Chandra for Momu in Spain

The first agency you sign with is your principal agency or “mother” agency. Heffner is now my “mother” agency (I started at a smaller agency and moved on after my contract was up). The mother agency always take a cut (10%) of what other agencies book me for. There are good and bad issues around this. Bad: some agencies will not rep you as well as other, because they dont get the full cut. If a client is trying to decide between you and another model, where they get the full 20%, you will loose out every time. Agents really do have a lot of power in helping clients decide which model to use – so remember to always be on and dressed to impress when visiting your agent. Don’t forget to send your agents small holiday gifts, cards, etc.

When a secondary agency does book you, it can be directly with you or through your mother agency. Good: I like having heffner, because they are always someone I can call. I have a good relationship with my primary booker and I can call her if anything bad happens on the job, no matter what – even if its not their booking.

Chandra Chase

Heffner Comp Card - Chandra Chase

It is NOT taboo to get other agencies on your own. But, I would always, out of respect, speak to you primary agent about it first. Say, “I am getting the itch to travel, I would like to do it modeling if I could, I have heard ________ agency is good, can we send them my stuff?” One of the BEST PLUS MODELS IN THE WORLD (I love to brag about her) said to me: make a digital portfolio CD of your book, and always have a lot of copies ready, and when you hear about a good agency, send it off with a letter introducing yourself, with all your contact info and experience.

MODELING AGENCIES

If you are just starting out, I would go to an agency like Options Model Management in Portland or Seattle Model’s Guild (SMG) in Seattle. These agencies do work with a lot of the same clients as the Top Tier agencies, but its in a different capacity. OptionMM and SMG book a lot of the “smaller jobs”, typically the hourly and lower end jobs. For example, your first job may be one outfit at Fred Meyers. Which is PERFECT if you are just starting out. And, the clients know this and are more willing to help you learn, then expecting you to be great right off the bat.

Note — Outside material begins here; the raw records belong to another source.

PR #526, opened 2020-09-13
fix(enum): fix enum constant computed properties

Pmyl:
- Fixed case of constant enum computed member:
```ts
enum Constant {
  Value = 1 + 2
}
```
- added back npm script to run tests on the built version of playground, this will enable debugging the emitted code

Unfortunately non-constant enum computed members are still not fixed, to do that we have to find once and for all a way to import the enum in the file of the mock and use that directly.
Example of non-constant enum computed member:
```ts
function nonConstant(): number {
  return Math.Random();
}
enum Computed {
  Value = nonConstant()
}
```

### DIFF
--- a/test/features/random/enum.test.ts
+++ b/test/features/random/enum.test.ts
@@ -96,15 +96,9 @@ describe('Random enum', () => {
     expect(thirdMock.direction).toBe(Direction.None);
   });
 
-  it('should have position of "computed" property, because transformer don\'t support computed Enum values', () => {
-    // Issue https://github.com/Typescript-TDD/ts-auto-mock/issues/339
-    function getComputed(): number {
-      return 12;
-    }
-
-    enum WithComputed {
-      Computed = getComputed(),
-      Computed2 = 1 + 4,
+  it('should get the correct const enum member computed property', () => {
+    const enum WithComputed {
+      Computed = 1 + 4,
     }
 
     interface IWithComputed {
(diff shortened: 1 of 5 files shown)


test/features/random/enum.test.ts
```diff
@@ -96,15 +96,50 @@ describe('Random enum', () => {
...
+
+    const spy: jasmine.Spy = spyOn(Math, 'floor');
+
+    spy.and.returnValue(0);
+    const mock1: IWithComputed = createMock<IWithComputed>();
+
+    expect(mock1.computed).toBe(5);
+  });
+
+  it('should get the correct enum member computed property for constant expression', () => {
```
uittorio, line 116: Is this one a duplicated test? Looks like the one above.

Pmyl: `const enum` vs `enum`

uittorio: Ignore my comment

test/features/random/enum.test.ts
```diff
@@ -96,15 +96,50 @@ describe('Random enum', () => {
     expect(thirdMock.direction).toBe(Direction.None);
   });
 
-  it('should have position of "computed" property, because transformer don\'t support computed Enum values', () => {
+  it('should get the correct const enum member computed property', () => {
```
uittorio, line 99: Do you think we should add a test outside the random functionality?

Pmyl: done

uittorio (approved):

Agencies like Heffner, Ford Plus, Willy Plus, Hugh Plus, LOOK, and Brigitte are Top Tier agencies; requiring twice the hourly rate, and can book LARGE jobs like a catalog shoot out of the country – on location. I can safely say, it would have been much harder, or even a NO, if I went to one of these top agencies right off the bat. To be a model here means you are a professional. Its important to get your feet wet with smaller clients and work your way up. HOWEVER, you can be “just that good” and walk into a large agency and BLOW THEM AWAY! More power to you, if you do!